PR #3201, opened 2026-04-27
🤖 fix: stabilize streaming transcript seams

ammar-agent:
## Summary

Stabilizes the chat transcript bottom seam during streaming, hydration, workspace switches, idle chat opens, active compaction, and chats with expanded tool panes — and removes the noticeable delay before the latest streaming bash row expands when a chat is opened.

## Background

Earlier rewrites already replaced the old multi-path auto-scroll patchwork with a small bottom-lock state machine. The remaining bugs were:

1. The bottom-lock could still drift slightly above the real maximum when expanded tool panes (last bash row, etc.) re-laid out after a chat switch. Browser/scroll-anchor settling, async highlight, mermaid render, and CSS transitions all produce layout changes that don't always fire `ResizeObserver` in time for the next paint.
2. When a chat is opened with the latest bash already streaming, the row stayed collapsed for 300 ms before auto-expanding. That delay was a flash-prevention trick for *fast-completing in-chat commands* — it should not apply to chat-open, where the bash has clearly already outlived 300 ms.

## Implementation

- `useAutoScroll` enforces the bottom-lock invariant in a `requestAnimationFrame` loop instead of relying solely on observer delivery. While `autoScroll` is on, every frame writes `scrollTop = scrollHeight - clientHeight` (no-op when already there). This makes the lock independent of any single layout signal source, so async settling inside expanded tool panes can no longer leave the transcript a few pixels above the bottom.
- Scroll intent is classified by input semantics: wheel/touch and scrollport scrollbar drags release the lock; content clicks (e.g., expanding the last bash row) do not.
- `BashToolCall` extracts auto-expand into `useBashAutoExpand`. On the first effect run after mount, if the bash is already the latest streaming bash, the row expands synchronously in a layout effect — no perceptible delay on chat-open. New in-chat bash transitions still get the 300 ms flash protection.
- `LayoutStackLane` remains reservation/alignment-only; transcript scroll anchoring is still disabled inside bottom-lock and re-enabled in manual reading mode so users reviewing older messages keep their viewport stable when async highlights settle.

## Validation

- `bun test src/browser/hooks/useAutoScroll.test.tsx`
- `bun test src/browser/features/Tools/Shared/useBashAutoExpand.test.tsx`
- `TEST_INTEGRATION=1 bun x jest tests/ui/chat/bottomLayoutShift.test.ts --runInBand`
- `make static-check`
- `make test`

## Risks

Transcript scrolling is sensitive to browser timing. The frame-aligned approach trades a small per-frame layout read while bottom-locked for stronger correctness guarantees. The auto-expand split keeps the existing flash-prevention behavior for in-chat bashes; only chat-open is changed to expand synchronously before paint.

---

_Generated with `mux` • Model: `anthropic:claude-opus-4-7` • Thinking: `max` • Cost: `$323.49`_


ammar-agent:
@codex review

ammar-agent:
@codex review

Updated to fix CI/unit isolation from the MarkdownComponents highlight regression test and hardened frontend base-path initialization against incomplete DOM shims.

ammar-agent:
@codex review

Updated the E2E reasoning-flow expectation to match the new stabilized behavior: reasoning displaced by follow-on answer text remains expanded instead of rendering an ellipsis toggle.

ammar-agent:
@codex review

Updated the PR to restore chat-open bottom pinning after the earlier transcript stabilization changes. Local validation is green:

-------------------------

*Problem*.
Print every line of the material above exactly.

*Reply to the exercise*.
PR #3201, opened 2026-04-27
🤖 fix: stabilize streaming transcript seams

ammar-agent:
## Summary

Stabilizes the chat transcript bottom seam during streaming, hydration, workspace switches, idle chat opens, active compaction, and chats with expanded tool panes — and removes the noticeable delay before the latest streaming bash row expands when a chat is opened.

## Background

Earlier rewrites already replaced the old multi-path auto-scroll patchwork with a small bottom-lock state machine. The remaining bugs were:

1. The bottom-lock could still drift slightly above the real maximum when expanded tool panes (last bash row, etc.) re-laid out after a chat switch. Browser/scroll-anchor settling, async highlight, mermaid render, and CSS transitions all produce layout changes that don't always fire `ResizeObserver` in time for the next paint.
2. When a chat is opened with the latest bash already streaming, the row stayed collapsed for 300 ms before auto-expanding. That delay was a flash-prevention trick for *fast-completing in-chat commands* — it should not apply to chat-open, where the bash has clearly already outlived 300 ms.

## Implementation

- `useAutoScroll` enforces the bottom-lock invariant in a `requestAnimationFrame` loop instead of relying solely on observer delivery. While `autoScroll` is on, every frame writes `scrollTop = scrollHeight - clientHeight` (no-op when already there). This makes the lock independent of any single layout signal source, so async settling inside expanded tool panes can no longer leave the transcript a few pixels above the bottom.
- Scroll intent is classified by input semantics: wheel/touch and scrollport scrollbar drags release the lock; content clicks (e.g., expanding the last bash row) do not.
- `BashToolCall` extracts auto-expand into `useBashAutoExpand`. On the first effect run after mount, if the bash is already the latest streaming bash, the row expands synchronously in a layout effect — no perceptible delay on chat-open. New in-chat bash transitions still get the 300 ms flash protection.
- `LayoutStackLane` remains reservation/alignment-only; transcript scroll anchoring is still disabled inside bottom-lock and re-enabled in manual reading mode so users reviewing older messages keep their viewport stable when async highlights settle.

## Validation

- `bun test src/browser/hooks/useAutoScroll.test.tsx`
- `bun test src/browser/features/Tools/Shared/useBashAutoExpand.test.tsx`
- `TEST_INTEGRATION=1 bun x jest tests/ui/chat/bottomLayoutShift.test.ts --runInBand`
- `make static-check`
- `make test`

## Risks

Transcript scrolling is sensitive to browser timing. The frame-aligned approach trades a small per-frame layout read while bottom-locked for stronger correctness guarantees. The auto-expand split keeps the existing flash-prevention behavior for in-chat bashes; only chat-open is changed to expand synchronously before paint.

---

_Generated with `mux` • Model: `anthropic:claude-opus-4-7` • Thinking: `max` • Cost: `$323.49`_


ammar-agent:
@codex review

ammar-agent:
@codex review

Updated to fix CI/unit isolation from the MarkdownComponents highlight regression test and hardened frontend base-path initialization against incomplete DOM shims.

ammar-agent:
@codex review

Updated the E2E reasoning-flow expectation to match the new stabilized behavior: reasoning displaced by follow-on answer text remains expanded instead of rendering an ellipsis toggle.

ammar-agent:
@codex review

Updated the PR to restore chat-open bottom pinning after the earlier transcript stabilization changes. Local validation is green:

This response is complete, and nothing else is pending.